HOW TO COMPLETE THIS TASK:
From the records below, output exactly the lines running from the line containing "PR #450, opened 2025-05-08" through the line containing "So, implicitly the", and no others.

*** Opening THE RECORDS ***

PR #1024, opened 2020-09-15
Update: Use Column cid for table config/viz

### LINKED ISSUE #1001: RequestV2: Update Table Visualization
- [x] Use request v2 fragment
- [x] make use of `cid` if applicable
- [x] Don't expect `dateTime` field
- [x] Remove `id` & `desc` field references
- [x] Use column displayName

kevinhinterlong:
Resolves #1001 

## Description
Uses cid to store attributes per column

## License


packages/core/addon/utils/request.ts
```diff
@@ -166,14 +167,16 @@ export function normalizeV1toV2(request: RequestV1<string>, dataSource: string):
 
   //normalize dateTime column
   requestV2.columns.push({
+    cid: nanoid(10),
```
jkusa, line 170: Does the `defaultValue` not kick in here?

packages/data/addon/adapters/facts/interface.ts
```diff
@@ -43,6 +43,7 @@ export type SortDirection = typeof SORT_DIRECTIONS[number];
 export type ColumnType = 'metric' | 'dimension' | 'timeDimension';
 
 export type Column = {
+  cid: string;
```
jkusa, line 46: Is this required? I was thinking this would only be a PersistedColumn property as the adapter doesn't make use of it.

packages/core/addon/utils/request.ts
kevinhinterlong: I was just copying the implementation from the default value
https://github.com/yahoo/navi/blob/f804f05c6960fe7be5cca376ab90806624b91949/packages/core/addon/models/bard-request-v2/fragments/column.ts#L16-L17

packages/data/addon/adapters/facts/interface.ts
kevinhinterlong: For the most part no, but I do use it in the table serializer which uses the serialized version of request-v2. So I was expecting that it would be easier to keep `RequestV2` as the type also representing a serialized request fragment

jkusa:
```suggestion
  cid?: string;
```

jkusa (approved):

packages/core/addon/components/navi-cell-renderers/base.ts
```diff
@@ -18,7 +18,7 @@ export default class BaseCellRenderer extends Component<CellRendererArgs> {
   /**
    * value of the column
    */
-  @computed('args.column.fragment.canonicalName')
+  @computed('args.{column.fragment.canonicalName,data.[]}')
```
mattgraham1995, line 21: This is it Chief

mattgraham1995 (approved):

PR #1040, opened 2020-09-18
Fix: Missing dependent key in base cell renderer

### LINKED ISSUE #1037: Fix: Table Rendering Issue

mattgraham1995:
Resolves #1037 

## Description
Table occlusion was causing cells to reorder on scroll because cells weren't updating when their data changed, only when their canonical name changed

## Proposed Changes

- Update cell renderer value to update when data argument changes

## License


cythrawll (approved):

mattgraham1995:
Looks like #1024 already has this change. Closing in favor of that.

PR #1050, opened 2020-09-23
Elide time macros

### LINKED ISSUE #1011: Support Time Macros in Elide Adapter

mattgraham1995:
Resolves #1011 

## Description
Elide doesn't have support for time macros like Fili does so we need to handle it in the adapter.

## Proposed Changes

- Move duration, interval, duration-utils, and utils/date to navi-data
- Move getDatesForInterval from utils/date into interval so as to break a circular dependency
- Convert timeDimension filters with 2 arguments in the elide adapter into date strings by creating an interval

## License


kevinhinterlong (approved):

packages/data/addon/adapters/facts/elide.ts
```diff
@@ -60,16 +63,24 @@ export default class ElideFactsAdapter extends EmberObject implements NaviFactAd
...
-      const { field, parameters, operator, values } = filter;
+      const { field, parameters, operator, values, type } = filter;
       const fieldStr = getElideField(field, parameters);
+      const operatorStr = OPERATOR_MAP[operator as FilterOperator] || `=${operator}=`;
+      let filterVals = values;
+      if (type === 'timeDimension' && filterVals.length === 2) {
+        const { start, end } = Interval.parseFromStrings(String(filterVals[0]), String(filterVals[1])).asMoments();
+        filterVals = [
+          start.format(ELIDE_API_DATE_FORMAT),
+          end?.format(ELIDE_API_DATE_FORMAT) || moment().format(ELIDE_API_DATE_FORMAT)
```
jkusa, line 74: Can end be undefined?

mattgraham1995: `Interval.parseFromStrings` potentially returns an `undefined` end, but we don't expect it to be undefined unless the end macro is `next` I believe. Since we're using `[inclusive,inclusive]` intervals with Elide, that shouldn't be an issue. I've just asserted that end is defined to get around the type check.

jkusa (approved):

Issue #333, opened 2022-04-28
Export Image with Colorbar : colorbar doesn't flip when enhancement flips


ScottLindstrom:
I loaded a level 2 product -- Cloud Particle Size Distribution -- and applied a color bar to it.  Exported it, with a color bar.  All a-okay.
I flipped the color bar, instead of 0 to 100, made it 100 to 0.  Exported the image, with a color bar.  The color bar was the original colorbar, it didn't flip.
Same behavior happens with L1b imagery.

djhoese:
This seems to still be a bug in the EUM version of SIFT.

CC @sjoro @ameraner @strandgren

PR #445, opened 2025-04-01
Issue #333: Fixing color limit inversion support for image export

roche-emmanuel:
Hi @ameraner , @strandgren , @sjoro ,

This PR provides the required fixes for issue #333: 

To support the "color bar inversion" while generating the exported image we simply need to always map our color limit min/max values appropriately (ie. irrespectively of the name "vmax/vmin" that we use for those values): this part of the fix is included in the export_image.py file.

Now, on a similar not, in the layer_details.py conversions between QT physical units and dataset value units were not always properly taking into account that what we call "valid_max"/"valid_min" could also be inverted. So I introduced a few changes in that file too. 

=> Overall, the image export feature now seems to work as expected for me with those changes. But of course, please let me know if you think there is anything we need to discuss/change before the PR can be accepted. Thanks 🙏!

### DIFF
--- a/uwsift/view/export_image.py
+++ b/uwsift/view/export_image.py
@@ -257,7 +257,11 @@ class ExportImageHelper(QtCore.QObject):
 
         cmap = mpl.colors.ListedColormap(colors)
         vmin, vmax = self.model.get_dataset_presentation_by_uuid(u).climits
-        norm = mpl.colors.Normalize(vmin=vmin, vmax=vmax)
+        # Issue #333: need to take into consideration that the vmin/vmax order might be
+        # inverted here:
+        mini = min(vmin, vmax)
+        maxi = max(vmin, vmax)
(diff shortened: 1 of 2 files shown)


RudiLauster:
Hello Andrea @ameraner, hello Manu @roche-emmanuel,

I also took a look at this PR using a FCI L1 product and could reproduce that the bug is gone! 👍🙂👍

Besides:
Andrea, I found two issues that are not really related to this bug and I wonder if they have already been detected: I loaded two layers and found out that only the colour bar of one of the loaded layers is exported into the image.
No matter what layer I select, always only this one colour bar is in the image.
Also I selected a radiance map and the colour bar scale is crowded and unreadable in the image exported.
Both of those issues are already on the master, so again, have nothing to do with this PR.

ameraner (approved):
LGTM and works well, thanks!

*** Closing THE RECORDS ***
*** Opening THE RECORDS ***

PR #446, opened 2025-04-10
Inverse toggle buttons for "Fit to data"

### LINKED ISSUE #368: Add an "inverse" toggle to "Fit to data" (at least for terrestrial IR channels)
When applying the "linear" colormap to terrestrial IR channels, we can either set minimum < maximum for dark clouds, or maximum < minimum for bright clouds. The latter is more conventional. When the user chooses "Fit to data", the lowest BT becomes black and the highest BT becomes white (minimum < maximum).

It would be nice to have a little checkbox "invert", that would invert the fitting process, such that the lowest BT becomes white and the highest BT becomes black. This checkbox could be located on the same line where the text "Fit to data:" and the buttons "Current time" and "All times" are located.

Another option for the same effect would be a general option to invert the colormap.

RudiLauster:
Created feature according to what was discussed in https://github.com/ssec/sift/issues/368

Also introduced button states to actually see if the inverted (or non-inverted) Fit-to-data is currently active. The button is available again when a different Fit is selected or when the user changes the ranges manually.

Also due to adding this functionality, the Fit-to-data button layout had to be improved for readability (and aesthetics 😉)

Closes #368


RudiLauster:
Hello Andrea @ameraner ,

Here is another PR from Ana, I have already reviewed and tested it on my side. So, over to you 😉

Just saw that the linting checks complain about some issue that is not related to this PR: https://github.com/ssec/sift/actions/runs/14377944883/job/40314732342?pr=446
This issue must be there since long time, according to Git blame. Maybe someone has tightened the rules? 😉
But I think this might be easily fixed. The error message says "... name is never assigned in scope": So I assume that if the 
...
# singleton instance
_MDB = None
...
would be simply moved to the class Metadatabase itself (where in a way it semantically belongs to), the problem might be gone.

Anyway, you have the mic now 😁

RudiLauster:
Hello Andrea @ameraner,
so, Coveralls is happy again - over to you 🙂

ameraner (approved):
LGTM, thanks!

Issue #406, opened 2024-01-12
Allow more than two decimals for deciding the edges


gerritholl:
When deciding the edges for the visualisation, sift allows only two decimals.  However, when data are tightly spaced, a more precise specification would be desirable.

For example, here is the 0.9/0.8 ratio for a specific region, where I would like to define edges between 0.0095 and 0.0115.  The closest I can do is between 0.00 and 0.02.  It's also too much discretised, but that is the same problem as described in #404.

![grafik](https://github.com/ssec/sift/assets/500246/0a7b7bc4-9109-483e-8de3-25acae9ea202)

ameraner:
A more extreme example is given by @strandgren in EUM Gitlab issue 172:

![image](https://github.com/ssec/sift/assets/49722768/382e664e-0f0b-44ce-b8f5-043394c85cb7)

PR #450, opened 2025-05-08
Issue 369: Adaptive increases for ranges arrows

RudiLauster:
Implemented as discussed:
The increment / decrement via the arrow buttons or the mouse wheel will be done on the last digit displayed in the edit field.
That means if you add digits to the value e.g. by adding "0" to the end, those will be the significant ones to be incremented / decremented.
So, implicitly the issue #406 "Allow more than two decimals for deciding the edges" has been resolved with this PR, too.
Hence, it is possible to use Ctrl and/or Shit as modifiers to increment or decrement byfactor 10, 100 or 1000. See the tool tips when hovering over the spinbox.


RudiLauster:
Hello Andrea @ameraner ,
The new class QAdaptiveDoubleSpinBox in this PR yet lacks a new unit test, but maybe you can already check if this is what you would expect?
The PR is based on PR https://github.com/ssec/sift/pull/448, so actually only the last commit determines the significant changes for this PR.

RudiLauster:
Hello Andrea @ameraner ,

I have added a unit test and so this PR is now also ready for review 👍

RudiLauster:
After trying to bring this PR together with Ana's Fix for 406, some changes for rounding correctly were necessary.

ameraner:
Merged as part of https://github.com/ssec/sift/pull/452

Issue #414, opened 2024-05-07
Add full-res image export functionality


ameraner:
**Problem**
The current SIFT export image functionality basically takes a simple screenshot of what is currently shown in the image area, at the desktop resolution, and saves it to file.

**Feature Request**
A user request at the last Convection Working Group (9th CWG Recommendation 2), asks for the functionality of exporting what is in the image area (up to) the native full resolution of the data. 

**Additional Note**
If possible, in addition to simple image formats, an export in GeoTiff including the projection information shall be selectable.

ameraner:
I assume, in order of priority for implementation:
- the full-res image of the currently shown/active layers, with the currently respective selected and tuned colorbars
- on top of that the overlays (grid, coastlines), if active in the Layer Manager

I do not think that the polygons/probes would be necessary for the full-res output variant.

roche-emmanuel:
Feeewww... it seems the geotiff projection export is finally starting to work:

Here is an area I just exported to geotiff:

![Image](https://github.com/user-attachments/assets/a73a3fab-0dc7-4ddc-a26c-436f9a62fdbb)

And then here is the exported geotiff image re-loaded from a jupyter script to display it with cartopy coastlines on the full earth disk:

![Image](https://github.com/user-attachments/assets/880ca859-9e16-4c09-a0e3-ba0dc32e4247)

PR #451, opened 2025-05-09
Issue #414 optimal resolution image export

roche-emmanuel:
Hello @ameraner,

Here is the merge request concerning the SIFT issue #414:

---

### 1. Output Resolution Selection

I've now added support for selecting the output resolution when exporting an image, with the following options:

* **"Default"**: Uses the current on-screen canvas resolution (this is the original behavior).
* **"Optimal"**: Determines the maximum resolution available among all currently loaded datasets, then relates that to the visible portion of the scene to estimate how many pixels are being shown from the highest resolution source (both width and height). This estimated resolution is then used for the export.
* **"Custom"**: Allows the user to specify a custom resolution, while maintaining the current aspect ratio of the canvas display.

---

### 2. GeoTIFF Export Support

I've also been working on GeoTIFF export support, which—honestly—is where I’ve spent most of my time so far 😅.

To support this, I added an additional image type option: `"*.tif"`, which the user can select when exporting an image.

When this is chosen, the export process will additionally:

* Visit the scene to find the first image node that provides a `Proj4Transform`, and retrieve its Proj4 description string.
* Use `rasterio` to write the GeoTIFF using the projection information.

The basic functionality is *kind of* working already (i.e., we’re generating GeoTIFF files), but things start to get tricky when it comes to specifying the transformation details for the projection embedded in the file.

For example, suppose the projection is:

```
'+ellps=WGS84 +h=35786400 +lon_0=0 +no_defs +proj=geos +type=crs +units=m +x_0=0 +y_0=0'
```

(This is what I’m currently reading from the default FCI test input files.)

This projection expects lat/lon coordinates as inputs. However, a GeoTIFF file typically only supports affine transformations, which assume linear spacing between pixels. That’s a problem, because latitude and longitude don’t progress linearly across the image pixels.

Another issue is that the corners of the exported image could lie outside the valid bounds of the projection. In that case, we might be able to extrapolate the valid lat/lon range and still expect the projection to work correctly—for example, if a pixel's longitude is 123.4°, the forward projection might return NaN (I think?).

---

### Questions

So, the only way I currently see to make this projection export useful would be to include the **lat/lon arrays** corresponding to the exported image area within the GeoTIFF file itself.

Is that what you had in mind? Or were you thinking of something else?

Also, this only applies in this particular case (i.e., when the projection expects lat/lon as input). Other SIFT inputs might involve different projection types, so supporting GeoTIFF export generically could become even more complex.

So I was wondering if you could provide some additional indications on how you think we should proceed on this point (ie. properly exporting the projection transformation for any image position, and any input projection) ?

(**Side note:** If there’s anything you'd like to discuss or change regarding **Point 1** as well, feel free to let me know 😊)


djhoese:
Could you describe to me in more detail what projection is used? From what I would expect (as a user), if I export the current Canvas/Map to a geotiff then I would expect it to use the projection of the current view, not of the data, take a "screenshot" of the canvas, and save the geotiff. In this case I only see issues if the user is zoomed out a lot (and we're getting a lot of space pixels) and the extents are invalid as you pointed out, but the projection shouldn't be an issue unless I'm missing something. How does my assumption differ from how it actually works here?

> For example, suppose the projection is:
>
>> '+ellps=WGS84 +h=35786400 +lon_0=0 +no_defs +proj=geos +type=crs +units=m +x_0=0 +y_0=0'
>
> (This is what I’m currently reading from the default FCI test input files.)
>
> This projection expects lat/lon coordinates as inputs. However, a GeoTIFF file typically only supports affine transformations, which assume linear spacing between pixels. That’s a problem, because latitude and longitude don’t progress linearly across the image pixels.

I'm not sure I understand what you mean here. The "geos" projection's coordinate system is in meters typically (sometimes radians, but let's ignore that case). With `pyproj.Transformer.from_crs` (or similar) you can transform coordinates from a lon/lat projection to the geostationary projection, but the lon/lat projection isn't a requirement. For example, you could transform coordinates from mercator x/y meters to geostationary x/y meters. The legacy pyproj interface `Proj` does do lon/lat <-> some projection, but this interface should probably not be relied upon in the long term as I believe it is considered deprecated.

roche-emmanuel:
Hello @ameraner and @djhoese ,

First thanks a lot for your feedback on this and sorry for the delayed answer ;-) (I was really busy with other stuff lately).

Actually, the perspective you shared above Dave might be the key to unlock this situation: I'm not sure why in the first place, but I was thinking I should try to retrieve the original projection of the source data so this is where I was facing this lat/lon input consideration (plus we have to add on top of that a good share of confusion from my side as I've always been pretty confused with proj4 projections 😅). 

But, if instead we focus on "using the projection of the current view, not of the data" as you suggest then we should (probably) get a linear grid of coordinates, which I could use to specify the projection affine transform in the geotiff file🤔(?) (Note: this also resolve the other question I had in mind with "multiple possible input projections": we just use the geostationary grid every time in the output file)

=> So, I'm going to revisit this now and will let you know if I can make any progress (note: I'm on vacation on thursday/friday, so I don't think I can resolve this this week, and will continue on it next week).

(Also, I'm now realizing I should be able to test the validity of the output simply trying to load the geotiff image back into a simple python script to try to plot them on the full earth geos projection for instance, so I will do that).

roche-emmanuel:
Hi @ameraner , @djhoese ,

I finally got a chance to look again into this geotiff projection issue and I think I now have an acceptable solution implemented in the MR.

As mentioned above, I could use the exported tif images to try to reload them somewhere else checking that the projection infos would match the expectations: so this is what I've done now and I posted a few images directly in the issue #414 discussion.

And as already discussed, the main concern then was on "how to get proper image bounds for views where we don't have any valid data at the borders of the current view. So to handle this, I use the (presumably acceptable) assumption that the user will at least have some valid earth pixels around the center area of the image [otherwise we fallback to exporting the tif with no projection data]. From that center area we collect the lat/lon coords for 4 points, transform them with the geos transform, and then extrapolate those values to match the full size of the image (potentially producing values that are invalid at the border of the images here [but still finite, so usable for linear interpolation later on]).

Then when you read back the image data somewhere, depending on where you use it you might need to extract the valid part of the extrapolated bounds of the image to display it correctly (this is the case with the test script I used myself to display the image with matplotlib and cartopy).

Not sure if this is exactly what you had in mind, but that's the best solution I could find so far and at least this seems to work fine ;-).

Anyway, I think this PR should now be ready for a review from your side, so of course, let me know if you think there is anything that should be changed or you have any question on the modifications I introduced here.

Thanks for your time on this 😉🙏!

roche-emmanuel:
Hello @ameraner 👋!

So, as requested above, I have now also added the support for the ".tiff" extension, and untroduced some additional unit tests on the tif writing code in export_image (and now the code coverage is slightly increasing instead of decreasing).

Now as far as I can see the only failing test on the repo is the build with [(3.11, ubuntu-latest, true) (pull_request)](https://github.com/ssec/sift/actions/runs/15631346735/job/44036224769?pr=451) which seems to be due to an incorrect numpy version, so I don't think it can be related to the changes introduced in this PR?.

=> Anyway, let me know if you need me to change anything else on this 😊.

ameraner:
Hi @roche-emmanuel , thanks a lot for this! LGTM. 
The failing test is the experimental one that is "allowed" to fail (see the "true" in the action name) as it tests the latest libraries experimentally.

*** Closing THE RECORDS ***

WORKED SOLUTION:
PR #450, opened 2025-05-08
Issue 369: Adaptive increases for ranges arrows

RudiLauster:
Implemented as discussed:
The increment / decrement via the arrow buttons or the mouse wheel will be done on the last digit displayed in the edit field.
That means if you add digits to the value e.g. by adding "0" to the end, those will be the significant ones to be incremented / decremented.
So, implicitly the issue #406 "Allow more than two decimals for deciding the edges" has been resolved with this PR, too.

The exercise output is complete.